Starting at the top of the entries, restate word for word each line up to and including the one with "The use case".

§ Stored data:
***

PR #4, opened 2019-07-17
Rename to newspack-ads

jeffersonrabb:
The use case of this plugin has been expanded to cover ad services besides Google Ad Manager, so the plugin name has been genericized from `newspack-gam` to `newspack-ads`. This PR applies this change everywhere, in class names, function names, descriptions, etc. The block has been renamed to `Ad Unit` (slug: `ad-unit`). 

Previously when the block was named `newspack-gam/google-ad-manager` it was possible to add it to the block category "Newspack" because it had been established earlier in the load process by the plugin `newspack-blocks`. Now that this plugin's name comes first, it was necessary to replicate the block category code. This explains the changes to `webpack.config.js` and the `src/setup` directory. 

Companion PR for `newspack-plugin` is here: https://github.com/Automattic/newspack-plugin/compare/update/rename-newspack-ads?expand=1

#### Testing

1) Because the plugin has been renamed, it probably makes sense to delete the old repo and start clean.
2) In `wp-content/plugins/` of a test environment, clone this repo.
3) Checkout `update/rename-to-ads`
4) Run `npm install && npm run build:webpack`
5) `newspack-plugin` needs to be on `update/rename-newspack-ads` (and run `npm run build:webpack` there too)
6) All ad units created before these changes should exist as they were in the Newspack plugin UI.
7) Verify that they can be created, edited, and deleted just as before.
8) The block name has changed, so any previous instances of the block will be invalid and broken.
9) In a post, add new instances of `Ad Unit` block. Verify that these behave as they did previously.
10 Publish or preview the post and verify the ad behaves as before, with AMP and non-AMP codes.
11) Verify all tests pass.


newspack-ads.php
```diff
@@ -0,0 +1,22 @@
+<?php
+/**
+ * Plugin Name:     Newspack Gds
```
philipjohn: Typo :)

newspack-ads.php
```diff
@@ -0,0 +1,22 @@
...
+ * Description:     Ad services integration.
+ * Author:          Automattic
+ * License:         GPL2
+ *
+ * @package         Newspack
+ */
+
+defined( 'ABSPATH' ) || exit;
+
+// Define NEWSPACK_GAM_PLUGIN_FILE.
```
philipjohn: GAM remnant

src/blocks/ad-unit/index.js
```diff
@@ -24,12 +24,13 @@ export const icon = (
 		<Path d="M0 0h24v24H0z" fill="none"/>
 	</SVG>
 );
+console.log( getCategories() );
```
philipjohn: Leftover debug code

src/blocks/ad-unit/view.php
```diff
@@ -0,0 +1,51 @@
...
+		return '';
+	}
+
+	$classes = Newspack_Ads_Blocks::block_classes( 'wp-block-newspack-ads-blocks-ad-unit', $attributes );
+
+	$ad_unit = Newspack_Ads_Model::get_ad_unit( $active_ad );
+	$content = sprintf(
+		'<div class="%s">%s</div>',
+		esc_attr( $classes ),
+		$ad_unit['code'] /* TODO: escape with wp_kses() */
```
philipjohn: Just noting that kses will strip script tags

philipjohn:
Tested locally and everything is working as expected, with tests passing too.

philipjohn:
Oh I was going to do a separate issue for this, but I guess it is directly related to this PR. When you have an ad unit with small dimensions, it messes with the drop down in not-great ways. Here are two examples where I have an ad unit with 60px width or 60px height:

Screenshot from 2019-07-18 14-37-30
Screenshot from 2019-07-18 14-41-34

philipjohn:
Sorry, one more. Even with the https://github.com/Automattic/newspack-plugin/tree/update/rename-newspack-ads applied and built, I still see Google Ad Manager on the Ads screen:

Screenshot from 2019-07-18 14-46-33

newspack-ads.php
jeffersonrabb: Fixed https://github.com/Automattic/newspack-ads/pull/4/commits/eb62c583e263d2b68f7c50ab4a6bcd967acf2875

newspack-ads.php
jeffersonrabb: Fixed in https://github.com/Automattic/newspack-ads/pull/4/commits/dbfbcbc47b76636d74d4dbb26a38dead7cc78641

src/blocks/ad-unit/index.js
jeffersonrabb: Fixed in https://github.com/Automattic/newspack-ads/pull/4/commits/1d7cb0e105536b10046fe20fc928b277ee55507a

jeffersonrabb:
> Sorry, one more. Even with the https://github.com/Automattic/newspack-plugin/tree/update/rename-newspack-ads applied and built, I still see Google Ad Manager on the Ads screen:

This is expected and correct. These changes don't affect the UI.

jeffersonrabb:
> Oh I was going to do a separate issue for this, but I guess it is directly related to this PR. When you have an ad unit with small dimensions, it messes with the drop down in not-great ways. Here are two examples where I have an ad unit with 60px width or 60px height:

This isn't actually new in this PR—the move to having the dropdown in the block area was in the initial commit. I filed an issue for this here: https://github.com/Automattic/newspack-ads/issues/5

***

§ ANSWER TO THE EXERCISE:
PR #4, opened 2019-07-17
Rename to newspack-ads

jeffersonrabb:
The use case of this plugin has been expanded to cover ad services besides Google Ad Manager, so the plugin name has been genericized from `newspack-gam` to `newspack-ads`. This PR applies this change everywhere, in class names, function names, descriptions, etc. The block has been renamed to `Ad Unit` (slug: `ad-unit`). 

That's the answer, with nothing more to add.